### What the exercise asks
Your answer should consist only of the lines below from the one with "tgeoghegan, line 85: As" through the one with "It may worth", copied exactly.

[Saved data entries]
..............................

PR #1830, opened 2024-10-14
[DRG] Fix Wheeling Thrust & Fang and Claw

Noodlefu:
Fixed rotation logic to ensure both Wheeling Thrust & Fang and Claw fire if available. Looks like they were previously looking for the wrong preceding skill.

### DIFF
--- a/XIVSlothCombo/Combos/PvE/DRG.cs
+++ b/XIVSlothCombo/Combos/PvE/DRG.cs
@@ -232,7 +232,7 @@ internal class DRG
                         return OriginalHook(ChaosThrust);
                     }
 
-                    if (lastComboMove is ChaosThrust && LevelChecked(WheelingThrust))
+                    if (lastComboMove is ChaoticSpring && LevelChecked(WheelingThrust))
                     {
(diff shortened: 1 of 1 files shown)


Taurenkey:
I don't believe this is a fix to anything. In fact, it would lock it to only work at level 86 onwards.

..............................

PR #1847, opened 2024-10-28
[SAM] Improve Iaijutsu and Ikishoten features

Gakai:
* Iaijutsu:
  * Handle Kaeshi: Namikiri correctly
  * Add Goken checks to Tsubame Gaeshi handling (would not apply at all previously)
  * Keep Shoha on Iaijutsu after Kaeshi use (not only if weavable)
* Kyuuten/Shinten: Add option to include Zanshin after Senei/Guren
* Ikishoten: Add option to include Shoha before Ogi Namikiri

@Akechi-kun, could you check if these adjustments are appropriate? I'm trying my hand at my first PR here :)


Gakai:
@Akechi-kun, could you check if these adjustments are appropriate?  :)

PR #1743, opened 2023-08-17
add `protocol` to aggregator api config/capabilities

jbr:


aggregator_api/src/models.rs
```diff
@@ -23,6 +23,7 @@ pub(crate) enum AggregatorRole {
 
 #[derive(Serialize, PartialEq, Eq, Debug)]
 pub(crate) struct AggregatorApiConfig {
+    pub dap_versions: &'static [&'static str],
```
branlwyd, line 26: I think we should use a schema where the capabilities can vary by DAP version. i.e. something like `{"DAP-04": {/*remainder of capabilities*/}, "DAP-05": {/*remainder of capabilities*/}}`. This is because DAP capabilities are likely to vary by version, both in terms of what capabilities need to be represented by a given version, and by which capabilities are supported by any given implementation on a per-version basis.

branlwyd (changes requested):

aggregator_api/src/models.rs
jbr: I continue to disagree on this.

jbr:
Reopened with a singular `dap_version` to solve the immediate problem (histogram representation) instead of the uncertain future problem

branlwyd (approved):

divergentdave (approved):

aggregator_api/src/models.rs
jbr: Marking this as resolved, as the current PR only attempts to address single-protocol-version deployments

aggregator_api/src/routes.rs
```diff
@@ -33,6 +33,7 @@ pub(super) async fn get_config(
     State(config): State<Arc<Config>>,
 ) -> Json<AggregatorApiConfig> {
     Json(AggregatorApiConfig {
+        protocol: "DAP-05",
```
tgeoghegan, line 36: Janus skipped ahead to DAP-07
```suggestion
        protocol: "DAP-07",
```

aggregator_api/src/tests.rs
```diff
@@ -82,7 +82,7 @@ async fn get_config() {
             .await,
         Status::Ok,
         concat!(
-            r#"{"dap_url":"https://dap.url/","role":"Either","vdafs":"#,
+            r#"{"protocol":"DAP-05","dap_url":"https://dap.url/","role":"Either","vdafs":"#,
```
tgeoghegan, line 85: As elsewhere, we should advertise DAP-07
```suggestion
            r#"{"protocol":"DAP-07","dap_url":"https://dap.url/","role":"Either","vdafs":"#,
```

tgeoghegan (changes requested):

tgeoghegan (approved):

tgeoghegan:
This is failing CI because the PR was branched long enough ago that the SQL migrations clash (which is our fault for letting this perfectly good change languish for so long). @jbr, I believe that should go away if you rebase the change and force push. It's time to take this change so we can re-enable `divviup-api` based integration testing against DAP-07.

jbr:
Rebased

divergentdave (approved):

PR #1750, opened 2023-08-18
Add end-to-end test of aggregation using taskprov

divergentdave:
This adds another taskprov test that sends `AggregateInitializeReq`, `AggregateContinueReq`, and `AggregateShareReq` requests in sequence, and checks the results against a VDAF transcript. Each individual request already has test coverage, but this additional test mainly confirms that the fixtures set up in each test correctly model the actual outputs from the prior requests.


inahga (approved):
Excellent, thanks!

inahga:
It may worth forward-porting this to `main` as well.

..............................

### Written solution
tgeoghegan, line 85: As elsewhere, we should advertise DAP-07
```suggestion
            r#"{"protocol":"DAP-07","dap_url":"https://dap.url/","role":"Either","vdafs":"#,
```

tgeoghegan (changes requested):

tgeoghegan (approved):

tgeoghegan:
This is failing CI because the PR was branched long enough ago that the SQL migrations clash (which is our fault for letting this perfectly good change languish for so long). @jbr, I believe that should go away if you rebase the change and force push. It's time to take this change so we can re-enable `divviup-api` based integration testing against DAP-07.

jbr:
Rebased

divergentdave (approved):

PR #1750, opened 2023-08-18
Add end-to-end test of aggregation using taskprov

divergentdave:
This adds another taskprov test that sends `AggregateInitializeReq`, `AggregateContinueReq`, and `AggregateShareReq` requests in sequence, and checks the results against a VDAF transcript. Each individual request already has test coverage, but this additional test mainly confirms that the fixtures set up in each test correctly model the actual outputs from the prior requests.


inahga (approved):
Excellent, thanks!

inahga:
It may worth forward-porting this to `main` as well.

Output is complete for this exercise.